- DESCRIPTION OF THE TASK
Look through the records, and whenever a line includes the word "intent", copy it.

- TASK INPUT

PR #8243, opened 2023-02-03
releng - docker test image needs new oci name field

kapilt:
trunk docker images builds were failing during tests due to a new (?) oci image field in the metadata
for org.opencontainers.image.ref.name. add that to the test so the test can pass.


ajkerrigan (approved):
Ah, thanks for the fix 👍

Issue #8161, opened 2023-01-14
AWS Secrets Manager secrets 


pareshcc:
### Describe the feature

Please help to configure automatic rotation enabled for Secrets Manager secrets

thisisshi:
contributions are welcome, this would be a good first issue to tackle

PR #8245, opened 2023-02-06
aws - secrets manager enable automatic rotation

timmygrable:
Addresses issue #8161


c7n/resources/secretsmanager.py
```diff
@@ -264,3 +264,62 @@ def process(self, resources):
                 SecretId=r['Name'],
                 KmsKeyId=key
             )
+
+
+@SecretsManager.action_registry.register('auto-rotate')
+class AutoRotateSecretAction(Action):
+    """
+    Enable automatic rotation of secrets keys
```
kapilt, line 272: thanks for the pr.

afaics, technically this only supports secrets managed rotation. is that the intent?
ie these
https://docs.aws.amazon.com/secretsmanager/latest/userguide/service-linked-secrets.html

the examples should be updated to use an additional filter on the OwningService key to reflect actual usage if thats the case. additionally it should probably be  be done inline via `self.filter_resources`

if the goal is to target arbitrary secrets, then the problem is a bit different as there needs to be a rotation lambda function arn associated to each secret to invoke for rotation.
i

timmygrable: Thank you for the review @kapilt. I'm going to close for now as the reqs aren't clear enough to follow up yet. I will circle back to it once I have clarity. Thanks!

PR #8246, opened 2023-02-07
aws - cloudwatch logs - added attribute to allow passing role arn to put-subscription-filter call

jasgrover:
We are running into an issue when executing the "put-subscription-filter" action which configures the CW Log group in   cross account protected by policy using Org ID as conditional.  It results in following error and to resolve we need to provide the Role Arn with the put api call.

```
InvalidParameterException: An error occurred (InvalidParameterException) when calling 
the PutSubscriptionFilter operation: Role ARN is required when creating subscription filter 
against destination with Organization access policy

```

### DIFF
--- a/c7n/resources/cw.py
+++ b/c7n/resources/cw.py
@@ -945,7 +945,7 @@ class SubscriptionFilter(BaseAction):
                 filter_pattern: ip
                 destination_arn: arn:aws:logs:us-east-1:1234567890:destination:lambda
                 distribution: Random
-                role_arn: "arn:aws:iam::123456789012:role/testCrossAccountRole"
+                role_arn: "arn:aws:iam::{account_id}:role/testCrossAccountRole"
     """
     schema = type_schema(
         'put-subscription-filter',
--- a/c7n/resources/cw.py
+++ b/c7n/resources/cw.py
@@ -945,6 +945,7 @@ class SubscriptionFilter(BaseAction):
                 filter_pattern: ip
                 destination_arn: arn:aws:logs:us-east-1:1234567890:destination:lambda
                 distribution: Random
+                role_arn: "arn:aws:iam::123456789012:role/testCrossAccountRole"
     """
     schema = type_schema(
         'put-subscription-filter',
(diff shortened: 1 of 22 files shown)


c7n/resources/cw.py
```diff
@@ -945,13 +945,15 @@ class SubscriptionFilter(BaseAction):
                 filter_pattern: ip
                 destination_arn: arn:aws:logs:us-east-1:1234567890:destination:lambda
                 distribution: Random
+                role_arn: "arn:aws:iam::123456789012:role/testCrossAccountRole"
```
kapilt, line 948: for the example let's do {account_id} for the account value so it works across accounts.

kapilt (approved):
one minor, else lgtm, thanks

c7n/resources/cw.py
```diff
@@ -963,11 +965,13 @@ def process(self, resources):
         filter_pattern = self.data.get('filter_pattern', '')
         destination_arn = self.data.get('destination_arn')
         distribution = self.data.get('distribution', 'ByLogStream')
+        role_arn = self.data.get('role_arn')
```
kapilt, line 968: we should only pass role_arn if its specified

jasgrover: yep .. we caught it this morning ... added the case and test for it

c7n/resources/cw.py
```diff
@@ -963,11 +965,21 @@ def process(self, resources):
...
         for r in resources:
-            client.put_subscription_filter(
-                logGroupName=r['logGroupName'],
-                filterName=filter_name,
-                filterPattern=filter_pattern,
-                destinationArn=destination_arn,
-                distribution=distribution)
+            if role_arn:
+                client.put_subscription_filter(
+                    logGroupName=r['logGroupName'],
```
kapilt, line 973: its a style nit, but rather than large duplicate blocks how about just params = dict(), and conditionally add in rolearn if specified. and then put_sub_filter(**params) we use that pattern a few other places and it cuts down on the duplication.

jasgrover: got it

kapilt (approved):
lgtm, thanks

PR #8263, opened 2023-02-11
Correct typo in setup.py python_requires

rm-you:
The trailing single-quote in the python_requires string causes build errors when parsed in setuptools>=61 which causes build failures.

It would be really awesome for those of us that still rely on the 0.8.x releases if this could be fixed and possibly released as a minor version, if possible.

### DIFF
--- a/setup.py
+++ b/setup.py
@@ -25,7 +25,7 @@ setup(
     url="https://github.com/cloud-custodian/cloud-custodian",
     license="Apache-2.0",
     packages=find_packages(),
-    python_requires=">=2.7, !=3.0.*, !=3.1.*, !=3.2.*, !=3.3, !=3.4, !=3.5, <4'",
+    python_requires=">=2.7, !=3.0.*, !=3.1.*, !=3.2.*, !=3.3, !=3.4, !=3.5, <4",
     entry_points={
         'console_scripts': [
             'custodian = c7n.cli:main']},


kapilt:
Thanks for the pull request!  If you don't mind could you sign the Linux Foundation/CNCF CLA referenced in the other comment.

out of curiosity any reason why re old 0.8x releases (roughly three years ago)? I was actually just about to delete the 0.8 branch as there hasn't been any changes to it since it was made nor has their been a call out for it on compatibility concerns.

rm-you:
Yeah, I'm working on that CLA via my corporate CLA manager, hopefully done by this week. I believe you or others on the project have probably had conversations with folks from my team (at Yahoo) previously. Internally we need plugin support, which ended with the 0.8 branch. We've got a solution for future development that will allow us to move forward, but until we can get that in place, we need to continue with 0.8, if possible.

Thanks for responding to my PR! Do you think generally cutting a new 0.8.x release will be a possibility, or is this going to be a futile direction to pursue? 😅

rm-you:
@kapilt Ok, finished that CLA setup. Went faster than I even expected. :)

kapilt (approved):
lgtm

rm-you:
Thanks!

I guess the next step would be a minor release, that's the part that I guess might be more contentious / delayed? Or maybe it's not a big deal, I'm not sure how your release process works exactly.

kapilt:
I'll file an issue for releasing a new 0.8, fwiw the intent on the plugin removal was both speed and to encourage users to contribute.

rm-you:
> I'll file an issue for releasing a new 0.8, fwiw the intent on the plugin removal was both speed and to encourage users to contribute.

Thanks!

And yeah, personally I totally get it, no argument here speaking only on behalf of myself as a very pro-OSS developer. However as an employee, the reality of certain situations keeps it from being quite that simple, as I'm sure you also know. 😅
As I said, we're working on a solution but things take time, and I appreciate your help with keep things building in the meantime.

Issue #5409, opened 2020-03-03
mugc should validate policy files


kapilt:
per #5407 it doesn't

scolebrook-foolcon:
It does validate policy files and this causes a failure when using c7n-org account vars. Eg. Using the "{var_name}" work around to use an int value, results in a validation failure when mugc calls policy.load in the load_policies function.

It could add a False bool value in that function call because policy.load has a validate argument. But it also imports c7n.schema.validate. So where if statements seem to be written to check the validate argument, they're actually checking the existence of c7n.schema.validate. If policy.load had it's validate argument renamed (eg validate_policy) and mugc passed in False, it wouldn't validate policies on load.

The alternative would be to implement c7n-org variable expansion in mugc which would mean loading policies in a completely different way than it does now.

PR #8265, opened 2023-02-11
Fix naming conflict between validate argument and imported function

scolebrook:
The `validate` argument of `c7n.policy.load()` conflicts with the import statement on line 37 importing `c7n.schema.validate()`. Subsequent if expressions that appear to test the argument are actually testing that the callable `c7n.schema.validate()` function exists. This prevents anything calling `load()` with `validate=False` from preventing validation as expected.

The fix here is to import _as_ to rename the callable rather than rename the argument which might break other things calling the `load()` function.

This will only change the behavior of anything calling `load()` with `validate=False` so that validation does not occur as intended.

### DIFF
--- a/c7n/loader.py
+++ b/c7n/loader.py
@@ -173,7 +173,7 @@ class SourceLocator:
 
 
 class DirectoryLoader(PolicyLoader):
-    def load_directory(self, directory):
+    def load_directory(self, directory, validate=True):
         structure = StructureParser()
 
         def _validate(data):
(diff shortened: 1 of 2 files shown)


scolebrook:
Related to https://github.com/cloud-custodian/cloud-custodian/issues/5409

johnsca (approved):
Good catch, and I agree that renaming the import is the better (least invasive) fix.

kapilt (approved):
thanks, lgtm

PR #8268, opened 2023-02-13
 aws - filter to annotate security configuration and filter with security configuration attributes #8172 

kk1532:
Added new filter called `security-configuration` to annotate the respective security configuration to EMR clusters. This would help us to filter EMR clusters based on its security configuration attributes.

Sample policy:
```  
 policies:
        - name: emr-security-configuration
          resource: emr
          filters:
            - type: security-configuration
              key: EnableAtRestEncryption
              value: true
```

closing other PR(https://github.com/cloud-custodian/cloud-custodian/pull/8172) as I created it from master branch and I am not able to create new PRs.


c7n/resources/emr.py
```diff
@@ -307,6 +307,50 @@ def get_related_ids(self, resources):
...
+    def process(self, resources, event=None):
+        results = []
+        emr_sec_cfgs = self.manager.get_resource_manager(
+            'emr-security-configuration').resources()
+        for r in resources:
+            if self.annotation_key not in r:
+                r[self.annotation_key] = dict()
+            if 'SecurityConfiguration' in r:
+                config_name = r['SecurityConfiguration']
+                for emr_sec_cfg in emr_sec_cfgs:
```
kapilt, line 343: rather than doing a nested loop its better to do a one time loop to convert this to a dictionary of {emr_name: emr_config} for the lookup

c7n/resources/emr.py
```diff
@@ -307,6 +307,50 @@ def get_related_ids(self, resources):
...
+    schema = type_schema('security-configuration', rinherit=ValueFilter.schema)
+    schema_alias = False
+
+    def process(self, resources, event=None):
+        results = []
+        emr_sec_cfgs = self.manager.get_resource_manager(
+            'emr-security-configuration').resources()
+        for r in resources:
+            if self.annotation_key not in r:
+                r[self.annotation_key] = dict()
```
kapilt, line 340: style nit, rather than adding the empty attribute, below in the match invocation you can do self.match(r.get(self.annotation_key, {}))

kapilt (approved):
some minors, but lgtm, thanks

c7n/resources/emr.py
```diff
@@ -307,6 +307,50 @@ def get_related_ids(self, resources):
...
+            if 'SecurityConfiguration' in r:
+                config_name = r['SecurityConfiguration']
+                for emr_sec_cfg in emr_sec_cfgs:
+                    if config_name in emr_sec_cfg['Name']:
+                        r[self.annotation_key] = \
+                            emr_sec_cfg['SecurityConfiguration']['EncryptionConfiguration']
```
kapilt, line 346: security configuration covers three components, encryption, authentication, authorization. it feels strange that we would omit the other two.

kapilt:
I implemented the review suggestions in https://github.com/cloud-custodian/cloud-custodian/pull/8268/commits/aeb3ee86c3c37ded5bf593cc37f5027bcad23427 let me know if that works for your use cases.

- EXERCISE ANSWER
afaics, technically this only supports secrets managed rotation. is that the intent?
I'll file an issue for releasing a new 0.8, fwiw the intent on the plugin removal was both speed and to encourage users to contribute.
> I'll file an issue for releasing a new 0.8, fwiw the intent on the plugin removal was both speed and to encourage users to contribute.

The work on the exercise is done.